• **Instructions for the task**
Copy every line of the entries that has the string "wedges" in it.

[[ Input records open ]]

Issue #4283, opened 2026-07-29
Investigate intermittent CI fail on homing


BsAtHome:
> (from #4270) the mdi test fails sometime, have you also noticed this? I had it happen on #4280 merge build and here, not sure what's it about, was it happening before too, or is something new?

@grandixximo You may be referring to the non-homed state failure that happens. There still seems to be a RT-to-non-RT or non-RT-to-RT timing/race issue in the homing code. That I've seen happen several times.

The linuxcncrsh test fails on it once in a while. One of the joints fails to home and then the checked for output is off. Probably when the CI machines are busy and the race or timing gets hit. There are other tests that use linuxcncrsh and all would be prone to the same intermittent problem if they use homing.

grandixximo:
I looked at the two recent halui/mdi failures (the master build and the three21 PR) and I think they may be a different issue from the homing race.

The failure lines were:

- `timeout waiting for halui to report mode is-auto`
- `timeout waiting for task mode to get to 3 (it's 2)`

That test does not home: its halui.ini has `NO_FORCE_HOMING=1` and no homing moves configured, so the homing race probably does not apply there. The "it's 2" case looks like halui ran an MDI command and task never got switched back to AUTO afterwards, so maybe the mode-restore or an NML command/status round trip stalls when the CI machines are busy. It could be the same timing umbrella, but the mechanism seems different from homing.

Perhaps it is worth tracking the mdi mode-switch timeouts as a separate item. There is some history here too: d69d170db3 already bumped these timeouts once.

BsAtHome:
But that is the whole point. The pure timeout strategy is problematic because you can't be sure it holds the promise you are looking for. Normally this type of problem exists because of RT/non-RT asynchronicity. We need to look at the sync-points and how we check (that is why the heartbeat was fixed).

BsAtHome:
The problem in halui/mdi seems to be:
```
11.588: timeout waiting for task mode to get to  2 (it's 1)
```
The message pops up when `EMC_TASK_STAT::mode` does not change from `EMC_TASK_MODE::MANUAL` to `EMC_TASK_MODE::AUTO`.

The problem may be in https://github.com/LinuxCNC/linuxcnc/blob/d5c36874b541de75270b0f5d0ae75f2fe4c8e33c/src/emc/task/emctask.cc#L392-L402 because it prevents the mode from moving forward if some conditions are not met.

[...]

PR #4284, opened 2026-07-29
motion: defer mode transitions instead of dropping them when not in position

grandixximo:
Motion's set_operating_mode() honored a requested mode change (teleop, coord, free) only if motion was in position in the single servo cycle that processed the request; otherwise the request was silently erased. Task acknowledges EMC_TASK_SET_MODE as soon as it is read and flips mdiOrAuto immediately, so a dropped transition left task mode and traj mode permanently diverged: determineMode() reports MANUAL whenever traj is FREE/TELEOP, nothing re-issues the request, and no error is reported anywhere. The mode machine stays wedged until some unrelated mode command happens by.

This is the likely cause of the intermittent halui/mdi CI failures tracked in #4283 ("timeout waiting for task mode" / "halui to report mode"). Those are wedges, not slowness, so no timeout bump can fix them.

Fix: keep the request pending when not in position; the transition completes as soon as motion comes to rest, matching the documented EMCMOT_COORD contract ("can be done at any time") and the existing deferred-enable behavior.

Verification:
- deterministic repro: requesting MANUAL mid-MDI-move wedges task mode at AUTO on master; with this change the mode converges to MANUAL when the move ends
- halui (jogging, mdi), linuxcncrsh, mdi-queue and abort runtests pass
- 60/60 halui/mdi iterations under CPU and IO load

### DIFF
--- a/src/emc/motion/control.c
+++ b/src/emc/motion/control.c
@@ -956,8 +956,8 @@ static void set_operating_mode(void)
             // entering teleop (INPOS), remove ext offsets
             axis_sync_teleop_tp_to_carte_pos(-1, pcmd_p);
 	} else {
-	    /* not in position-- don't honor mode change */
-	    emcmotInternal->teleoperating = 0;
+	    /* not in position-- defer the mode change; the request stays
+	       pending and is honored when motion comes to rest */
 	}
     } else {
 	if (GET_MOTION_INPOS_FLAG()) {
@@ -996,8 +996,8 @@ static void set_operating_mode(void)
 		SET_MOTION_TELEOP_FLAG(0);
 		SET_MOTION_ERROR_FLAG(0);
 	    } else {
-		/* not in position-- don't honor mode change */
-		emcmotInternal->coordinating = 0;
+		/* not in position-- defer the mode change; the request stays
+		   pending and is honored when motion comes to rest */
 	    }
 	}
 
@@ -1016,8 +1016,8 @@ static void set_operating_mode(void)
 		SET_MOTION_TELEOP_FLAG(0);
 		SET_MOTION_ERROR_FLAG(0);
 	    } else {
-		/* not in position-- don't honor mode change */
-		emcmotInternal->coordinating = 1;
+		/* not in position-- defer the mode change; the request stays
+		   pending and is honored when motion comes to rest */
 	    }
 	}
     }


BsAtHome:
So:
1. `motion-command-handler` sets the teleoperating/coordinating flags when the command arrives
2. cases:
    * `motion-controller` resets teleoperating flag when in motion but the mode change did not happen
    * `motion-controller` sets/resets coordinating flag (depending on previous state) when in motion but the mode change did not happen
3. command from task is lost and expected state change has evaporated

I guess that multiple rapid sent commands about mode changes would not matter as long as motion is in progress. Both flags would be overwritten each time when `motion-command-handler` runs.

There is a side-effect when going to teleop mode. The `switch_to_teleop_mode()` function (motion.c:169) is called from command.c:624 and will alter the joint's free_tp.enable setting unconditionally. That means changing from one to the other would alter the state before the actual change is in effect. How does this affect the system?

grandixximo:
Good catch, I looked at that path in detail and ran some tests on it.

`switch_to_teleop_mode()` does three things at command time: refuses if non-identity kins and not all homed, clears `free_tp.enable` on all joints, and sets the `teleoperating`/`coordinating` request flags. Effects while the actual transition is still pending:

1. In COORD mode (coordinated move running): `free_tp` is not in the output path at all, `pos_cmd` comes from `coord_tp` via the cubics in `get_pos_cmds()`, so clearing `free_tp.enable` is a no-op and the running move is not disturbed. The request flags are only read by `set_operating_mode()`; `motion_state`, which selects the active planner, only flips at INPOS.

2. Via task this window barely overlaps real motion anyway: switching from MDI/AUTO to MANUAL aborts motion first (emctaskmain.cc, `EMC_TASK_SET_MODE_TYPE`), and jogs block mode changes entirely (`jogging_is_active` in `emcTaskSetMode`). So in practice the pending window overlaps at most the abort decel.

3. If a joint jog were somehow active anyway (only a direct EMCMOT_TELEOP writer could produce that): `simple_tp` with `enable=0` ramps velocity to zero at the accel limit and holds position (`pos_cmd = curr_pos` while disabled), so a controlled stop, no position step. The joint comes to rest, INPOS asserts, the transition completes.

4. Homing: for non-identity kins the allhomed check refuses. For identity kins a TELEOP request mid-home would clear `free_tp.enable` and the home state machine aborts with "end of move" (homing.c). Note this behavior is identical before and after this PR: the command-time `free_tp.enable = 0` and the flag writes are unchanged, the PR only changes whether the pending request survives until INPOS instead of being erased.

Tested on a sim config (trivkins):
- mid-MDI-move MANUAL request: move aborts (by design), clean stop, zero following error, mode converges to MANUAL at rest
- jog after the deferred transition works
- TELEOP => COORD re-entry and further MDI moves work
- rapid MANUAL-then-MDI during a move: newest request wins, MDI functional afterwards

So I think the early `free_tp.enable = 0` is harmless in every path task can produce, and the one case where it bites (identity-kins homing interrupted by a mode request) predates this change.

grandixximo:
run 30819381081 failed on 
```
tests/halui/mdi:
timeout waiting for halui to report mode is-auto
```
This is better in tree sooner than later if we want to avoid these random racing failures, merging.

[[ Input records closed ]]

• **Result of the task**
This is the likely cause of the intermittent halui/mdi CI failures tracked in #4283 ("timeout waiting for task mode" / "halui to report mode"). Those are wedges, not slowness, so no timeout bump can fix them.
- deterministic repro: requesting MANUAL mid-MDI-move wedges task mode at AUTO on master; with this change the mode converges to MANUAL when the move ends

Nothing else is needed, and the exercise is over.